Solving the Impulse-Momentum Equation for a Coasting Car

[madahmad1]

Homework Statement

A coasting car with a mass of 1000 kg has a speed of 100 km/h down a 10
degree slope when the brakes are applied. if the car is slowed to a speed of 50
km/ h in 8s, compute using the impulse-momentum equation the average of the total braking force exerted by the road on all the tires during the period. Treat the car as a particle and neglect air resistance.

Homework Equations

The Attempt at a Solution

The impulse-momentum equation states that the sum of Forces F = mdv/dt
so we turn this equation into an integral and solve, I know that the answer is 3400 N but do not know how to get it. any help?

 

[misho]

For this, I'm going to take up the ramp to be the positive direction and down the ramp to be the negative direction.
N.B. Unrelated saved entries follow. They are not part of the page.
PR #7064, opened 2017-04-04
[hotfix] Add preprints search and view to admin [OSF-7198]

erinspace:
## Purpose
Since preprints have their own GUIDs now, you can't currently view them in the admin module. Let's fix that!

This somewhat limited preprint view shows  preprint specific information, but then encourages the user to head to the node to perform operations such as deleting users. Thought it best to do this to avoid repetition, since most operations happen on the node anyhow.

screen shot 2016-11-15 at 5 04 18 pm

#### Change preprint provider

screen shot 2017-04-03 at 3 59 31 pm

## Changes
- Add preprint view, serializer, search, templates, and links to these in the sidebar
- Ability to change preprintprovider
- While we're at it, also make the "Add an admin user" form able to update permissions for a user as well!
- Update the `__unicode__` method for Subjects to use correct parameters

## Side effects
- Will need a migration to update permissions on `PreprintService` objects, and also add permissions to the read only and osf admin groups

## Ticket
https://openscience.atlassian.net/browse/OSF-7198


admin/preprints/serializers.py
```diff
@@ -0,0 +1,29 @@
...
+        'date_published': preprint.date_published,
+        'subjects': serialize_subjects(preprint.subjects),
+    }
+
+
+def serialize_subjects(subject_chains):
+    serialized_subjects = []
+    for subject_chain in subject_chains:
+        for subject in subject_chain:
+            subject = Subject.load(subject)
```
sloria: This is doing a lot of queries. Could you see if you can refactor it into one? Something like

```python
subject_ids = [_id for subject_chain in subject_chains for _id in subject_chain]
for subject in Subject.objects.filter(_id__in=subject_ids):
```

admin/preprints/serializers.py
```diff
@@ -18,12 +18,10 @@ def serialize_preprint(preprint):
...
-    for subject_chain in subject_chains:
-        for subject in subject_chain:
-            subject = Subject.load(subject)
-            if subject:
-                serialized_subjects.append({
-                    'id': subject._id,
-                    'text': subject.text
-                })
+    subject_ids = [_id for subject_chain in subject_chains for _id in subject_chain]
+    for subject in Subject.objects.filter(_id__in=subject_ids):
```
sloria: Minor: If you only need a few attributes, you can use .only

```python
Subjects.objects.filter(...).only('_id', 'text')
```

https://docs.djangoproject.com/en/1.10/ref/models/querysets/#only

Definitely not a blocker though.

sloria:
Looks good to me. I'll merge and deploy this this afternoon.

PR #7066, opened 2017-04-04
[hotfix] [OSF-7739] Prevent duplicate join clause when calling .load

sloria:
## Purpose

Prevent duplicate joins from happening when calling `.load`.

## Changes

In `GuidMixin.load`, re-annotate the queryset after filtering, so the join with `guid` can be re-used
(source: https://stackoverflow.com/questions/40663638/removing-a-superfluous-inner-join-from-a-django-query)

## Ticket

https://openscience.atlassian.net/browse/OSF-7739

### DIFF
--- a/osf/models/base.py
+++ b/osf/models/base.py
@@ -114,11 +114,7 @@ class BaseModel(models.Model):
     @classmethod
     def load(cls, data):
         try:
-            if issubclass(cls, GuidMixin):
-                return cls.objects.get(guids___id=data)
-            elif issubclass(cls, ObjectIDMixin):
-                return cls.objects.get(_id=data)
-            elif isinstance(data, basestring):
+            if isinstance(data, basestring):
                 # Some models (CitationStyle) have an _id that is not a bson
                 # Looking up things by pk will never work with a basestring
                 return cls.objects.get(_id=data)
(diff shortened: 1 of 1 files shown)


osf/models/base.py
```diff
@@ -114,11 +114,7 @@ def get_m2m_field_names(cls):
     @classmethod
     def load(cls, data):
         try:
-            if issubclass(cls, GuidMixin):
```
cwisecarver: I assume this is all being handled by these classes' load methods?

sloria: Yes

sloria:
Edited the description with the SQL queries before and after this change.

sloria:
Seems to make a slight improvement to the query time, and only on the first load of an object, since django will cache.

```python
# Before (dupe join, first load)
In [1]: %time OSFUser.load('qrgl2')
CPU times: user 19.5 ms, sys: 3.39 ms, total: 22.9 ms
Wall time: 42.8 ms
Out[1]: <OSFUser(u'sloria1@gmail.com') with guid u'qrgl2'>

# After (no dupe join, first load)
In [1]: %time OSFUser.load('qrgl2')
CPU times: user 13.6 ms, sys: 3.01 ms, total: 16.6 ms
Wall time: 32 ms
Out[1]: <OSFUser(u'sloria1@gmail.com') with guid u'qrgl2'>
```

Let F be the net force (this should end up being positive, since the initial velocity is negative, based on the definition above, and the car is slowing down).
Let f be the frictional force (should be positive, for the same reasons).

By drawing the FBD, you should see that:

$$F = f - mg \sin 10 ^\circ$$
OR:
$$f = F + mg \sin 10 ^\circ$$

Also, we know the average acceleration of the car, so we know F:

$$F = m \frac{dv}{dt} = ma = m \frac{ (- \frac{50}{3.6})-(-\frac{100}{3.6}) }{ 8 } = m \frac{50}{8*3.6}$$

The rest is pretty obvious (I got 3439 N, which I figure is close enough).

I'm not sure why you would want to integrate F = mdv/dt, since you're looking for a force.

Just out of curiosity, which form of Newton's 2nd law were you taught is called the "impulse-momentum equation"? It's the first time I've heard the term used.